*PROBLEM TO WORK ON*:
Scan the data below. Pull out each line where "HappyTravel" occurs.

(Data entries)
■ ■ ■

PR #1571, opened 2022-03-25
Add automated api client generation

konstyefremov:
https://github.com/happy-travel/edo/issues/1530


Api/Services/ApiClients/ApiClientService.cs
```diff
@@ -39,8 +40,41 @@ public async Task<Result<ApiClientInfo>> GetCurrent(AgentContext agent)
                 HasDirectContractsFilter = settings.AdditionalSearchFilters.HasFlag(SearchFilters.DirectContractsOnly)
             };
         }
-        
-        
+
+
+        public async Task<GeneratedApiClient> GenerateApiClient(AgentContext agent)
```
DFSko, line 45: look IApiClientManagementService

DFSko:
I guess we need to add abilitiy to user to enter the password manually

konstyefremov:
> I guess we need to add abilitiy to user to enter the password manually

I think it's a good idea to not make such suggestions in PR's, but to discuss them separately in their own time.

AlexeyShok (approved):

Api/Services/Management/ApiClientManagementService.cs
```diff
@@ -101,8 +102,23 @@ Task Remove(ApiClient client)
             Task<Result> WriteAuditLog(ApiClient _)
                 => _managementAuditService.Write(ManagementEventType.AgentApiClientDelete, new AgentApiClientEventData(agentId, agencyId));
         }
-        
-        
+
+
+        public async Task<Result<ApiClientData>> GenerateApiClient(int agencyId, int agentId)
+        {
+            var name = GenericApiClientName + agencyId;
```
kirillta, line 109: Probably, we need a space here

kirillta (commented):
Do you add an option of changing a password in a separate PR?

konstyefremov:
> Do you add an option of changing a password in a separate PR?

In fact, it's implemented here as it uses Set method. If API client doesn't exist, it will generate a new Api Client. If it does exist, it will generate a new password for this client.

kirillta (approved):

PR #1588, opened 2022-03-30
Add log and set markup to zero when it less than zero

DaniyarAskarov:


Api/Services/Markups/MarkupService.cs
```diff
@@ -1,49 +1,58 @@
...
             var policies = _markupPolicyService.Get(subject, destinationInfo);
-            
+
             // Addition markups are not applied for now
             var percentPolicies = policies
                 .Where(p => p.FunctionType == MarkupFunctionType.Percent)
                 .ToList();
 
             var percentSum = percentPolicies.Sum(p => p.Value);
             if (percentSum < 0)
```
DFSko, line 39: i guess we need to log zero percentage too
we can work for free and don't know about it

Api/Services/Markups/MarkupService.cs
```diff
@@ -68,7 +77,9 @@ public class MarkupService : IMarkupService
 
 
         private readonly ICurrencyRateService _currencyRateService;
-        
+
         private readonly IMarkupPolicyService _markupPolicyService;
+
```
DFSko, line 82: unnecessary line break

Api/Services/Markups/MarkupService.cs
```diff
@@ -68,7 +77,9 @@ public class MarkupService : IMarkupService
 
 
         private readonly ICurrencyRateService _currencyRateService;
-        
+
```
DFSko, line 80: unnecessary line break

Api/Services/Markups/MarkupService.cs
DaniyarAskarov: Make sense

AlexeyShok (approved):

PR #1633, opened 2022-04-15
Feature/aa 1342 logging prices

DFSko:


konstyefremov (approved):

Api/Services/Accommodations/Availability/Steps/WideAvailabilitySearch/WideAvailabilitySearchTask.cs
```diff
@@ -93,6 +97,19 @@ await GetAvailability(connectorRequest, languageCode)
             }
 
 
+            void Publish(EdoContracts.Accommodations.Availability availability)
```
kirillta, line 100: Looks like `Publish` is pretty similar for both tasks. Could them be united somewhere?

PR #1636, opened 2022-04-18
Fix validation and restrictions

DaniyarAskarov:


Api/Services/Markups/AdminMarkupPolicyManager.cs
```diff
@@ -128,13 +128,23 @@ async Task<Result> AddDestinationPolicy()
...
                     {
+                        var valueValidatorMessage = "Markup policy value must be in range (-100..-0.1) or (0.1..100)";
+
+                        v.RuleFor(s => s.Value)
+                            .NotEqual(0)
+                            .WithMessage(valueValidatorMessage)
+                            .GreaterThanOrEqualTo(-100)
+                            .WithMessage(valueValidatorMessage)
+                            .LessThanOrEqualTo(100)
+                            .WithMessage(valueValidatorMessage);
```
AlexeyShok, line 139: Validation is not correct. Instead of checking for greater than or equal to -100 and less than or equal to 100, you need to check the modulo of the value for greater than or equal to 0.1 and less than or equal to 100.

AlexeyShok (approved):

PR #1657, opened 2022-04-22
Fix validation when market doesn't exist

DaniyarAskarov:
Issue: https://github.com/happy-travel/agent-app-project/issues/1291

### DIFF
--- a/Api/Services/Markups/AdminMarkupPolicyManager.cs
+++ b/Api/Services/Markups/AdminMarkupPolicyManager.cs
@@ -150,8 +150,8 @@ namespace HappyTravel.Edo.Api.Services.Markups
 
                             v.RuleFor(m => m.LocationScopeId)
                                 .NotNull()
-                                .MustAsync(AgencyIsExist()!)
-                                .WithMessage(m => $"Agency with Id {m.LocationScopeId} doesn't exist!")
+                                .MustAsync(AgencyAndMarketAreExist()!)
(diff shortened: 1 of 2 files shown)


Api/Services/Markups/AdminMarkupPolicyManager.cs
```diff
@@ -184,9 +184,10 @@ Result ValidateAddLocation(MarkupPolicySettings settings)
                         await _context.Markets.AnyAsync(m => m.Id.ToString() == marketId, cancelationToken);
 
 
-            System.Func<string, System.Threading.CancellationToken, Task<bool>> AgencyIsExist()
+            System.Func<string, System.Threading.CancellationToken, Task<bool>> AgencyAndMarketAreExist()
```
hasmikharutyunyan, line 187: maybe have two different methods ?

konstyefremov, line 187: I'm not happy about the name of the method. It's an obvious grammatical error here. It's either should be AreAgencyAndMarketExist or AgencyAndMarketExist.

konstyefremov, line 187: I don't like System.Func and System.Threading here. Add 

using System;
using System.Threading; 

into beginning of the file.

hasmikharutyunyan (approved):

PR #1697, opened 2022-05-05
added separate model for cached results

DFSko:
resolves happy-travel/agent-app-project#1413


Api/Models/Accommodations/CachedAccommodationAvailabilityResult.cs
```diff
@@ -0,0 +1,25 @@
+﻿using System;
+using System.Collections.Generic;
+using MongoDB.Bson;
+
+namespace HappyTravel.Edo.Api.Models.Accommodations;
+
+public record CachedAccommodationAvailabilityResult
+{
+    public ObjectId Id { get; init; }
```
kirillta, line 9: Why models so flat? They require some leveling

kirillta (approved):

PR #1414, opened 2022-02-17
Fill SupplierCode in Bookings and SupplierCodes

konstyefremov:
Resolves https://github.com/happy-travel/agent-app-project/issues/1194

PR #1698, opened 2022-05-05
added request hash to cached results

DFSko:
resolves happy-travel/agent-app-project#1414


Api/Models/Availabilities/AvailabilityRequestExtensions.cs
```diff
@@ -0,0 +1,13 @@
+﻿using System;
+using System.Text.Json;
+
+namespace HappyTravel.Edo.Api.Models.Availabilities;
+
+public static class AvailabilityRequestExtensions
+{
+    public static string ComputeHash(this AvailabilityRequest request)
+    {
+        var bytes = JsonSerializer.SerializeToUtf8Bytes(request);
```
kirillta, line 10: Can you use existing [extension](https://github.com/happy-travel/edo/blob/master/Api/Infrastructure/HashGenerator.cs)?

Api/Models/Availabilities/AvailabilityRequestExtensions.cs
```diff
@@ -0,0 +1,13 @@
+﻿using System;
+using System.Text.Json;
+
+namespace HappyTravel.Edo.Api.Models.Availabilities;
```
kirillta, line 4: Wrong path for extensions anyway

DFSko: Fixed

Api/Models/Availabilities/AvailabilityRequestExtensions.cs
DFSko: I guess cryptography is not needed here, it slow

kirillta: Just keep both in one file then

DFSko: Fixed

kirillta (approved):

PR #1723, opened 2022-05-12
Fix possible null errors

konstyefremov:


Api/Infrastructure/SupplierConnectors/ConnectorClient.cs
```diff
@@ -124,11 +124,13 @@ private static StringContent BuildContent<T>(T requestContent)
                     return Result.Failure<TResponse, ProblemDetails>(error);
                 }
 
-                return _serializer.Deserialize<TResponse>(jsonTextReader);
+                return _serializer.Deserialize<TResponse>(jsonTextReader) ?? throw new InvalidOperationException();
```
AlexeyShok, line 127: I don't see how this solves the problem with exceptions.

■ ■ ■

*EXERCISE RESPONSE*:
@@ -150,8 +150,8 @@ namespace HappyTravel.Edo.Api.Services.Markups
+namespace HappyTravel.Edo.Api.Models.Accommodations;
+namespace HappyTravel.Edo.Api.Models.Availabilities;
+namespace HappyTravel.Edo.Api.Models.Availabilities;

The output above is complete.